Try it:
From the entries below, list each line with "Data".

Record extracts:
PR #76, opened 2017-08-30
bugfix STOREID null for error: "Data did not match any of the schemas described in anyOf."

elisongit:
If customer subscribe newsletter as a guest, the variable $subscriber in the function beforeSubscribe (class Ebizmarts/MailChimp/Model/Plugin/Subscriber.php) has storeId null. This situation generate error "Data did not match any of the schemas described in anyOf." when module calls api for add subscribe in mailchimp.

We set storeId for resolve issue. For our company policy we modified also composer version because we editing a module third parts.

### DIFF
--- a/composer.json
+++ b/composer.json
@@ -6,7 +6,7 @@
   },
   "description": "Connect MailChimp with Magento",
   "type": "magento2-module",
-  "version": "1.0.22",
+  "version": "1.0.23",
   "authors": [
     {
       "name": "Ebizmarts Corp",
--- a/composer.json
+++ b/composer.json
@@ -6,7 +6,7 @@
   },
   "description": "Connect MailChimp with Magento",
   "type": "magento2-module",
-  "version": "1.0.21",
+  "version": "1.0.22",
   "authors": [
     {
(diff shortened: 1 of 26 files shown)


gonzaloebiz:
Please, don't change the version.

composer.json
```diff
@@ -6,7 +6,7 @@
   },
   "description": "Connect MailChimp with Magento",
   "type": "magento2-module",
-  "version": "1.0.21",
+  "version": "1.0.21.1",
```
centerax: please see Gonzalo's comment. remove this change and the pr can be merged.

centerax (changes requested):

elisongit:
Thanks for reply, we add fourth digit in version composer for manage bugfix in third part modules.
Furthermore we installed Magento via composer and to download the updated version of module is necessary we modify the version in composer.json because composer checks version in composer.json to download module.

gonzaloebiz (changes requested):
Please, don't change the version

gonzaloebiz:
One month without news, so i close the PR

---

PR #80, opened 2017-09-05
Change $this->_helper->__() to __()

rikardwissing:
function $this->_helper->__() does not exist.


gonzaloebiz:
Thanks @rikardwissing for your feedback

* * *

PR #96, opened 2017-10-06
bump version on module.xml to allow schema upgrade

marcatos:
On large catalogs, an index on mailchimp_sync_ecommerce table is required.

Your response:
bugfix STOREID null for error: "Data did not match any of the schemas described in anyOf."
If customer subscribe newsletter as a guest, the variable $subscriber in the function beforeSubscribe (class Ebizmarts/MailChimp/Model/Plugin/Subscriber.php) has storeId null. This situation generate error "Data did not match any of the schemas described in anyOf." when module calls api for add subscribe in mailchimp.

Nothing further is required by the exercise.